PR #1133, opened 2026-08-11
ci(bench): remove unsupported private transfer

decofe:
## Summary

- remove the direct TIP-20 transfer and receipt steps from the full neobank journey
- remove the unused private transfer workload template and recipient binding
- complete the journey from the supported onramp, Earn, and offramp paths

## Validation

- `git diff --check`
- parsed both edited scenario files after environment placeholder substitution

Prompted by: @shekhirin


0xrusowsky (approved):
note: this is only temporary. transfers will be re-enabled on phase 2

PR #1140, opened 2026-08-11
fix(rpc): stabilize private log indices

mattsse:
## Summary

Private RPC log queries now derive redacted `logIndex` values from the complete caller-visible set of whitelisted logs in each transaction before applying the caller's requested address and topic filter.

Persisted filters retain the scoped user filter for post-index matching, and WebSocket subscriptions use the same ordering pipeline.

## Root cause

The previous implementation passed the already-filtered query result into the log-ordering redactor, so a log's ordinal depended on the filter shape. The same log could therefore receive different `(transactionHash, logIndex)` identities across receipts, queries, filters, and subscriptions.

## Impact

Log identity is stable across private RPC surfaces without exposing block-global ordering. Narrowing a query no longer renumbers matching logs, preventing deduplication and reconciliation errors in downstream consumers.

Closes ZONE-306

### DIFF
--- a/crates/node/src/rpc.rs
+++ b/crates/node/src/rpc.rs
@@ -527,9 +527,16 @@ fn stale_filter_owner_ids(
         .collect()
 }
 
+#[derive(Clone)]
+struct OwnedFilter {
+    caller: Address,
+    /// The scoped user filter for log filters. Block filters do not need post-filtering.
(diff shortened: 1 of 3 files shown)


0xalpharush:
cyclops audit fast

# What you have to do
Go through the material and select each line with the string "same" in it.

# Written solution
Persisted filters retain the scoped user filter for post-index matching, and WebSocket subscriptions use the same ordering pipeline.
The previous implementation passed the already-filtered query result into the log-ordering redactor, so a log's ordinal depended on the filter shape. The same log could therefore receive different `(transactionHash, logIndex)` identities across receipts, queries, filters, and subscriptions.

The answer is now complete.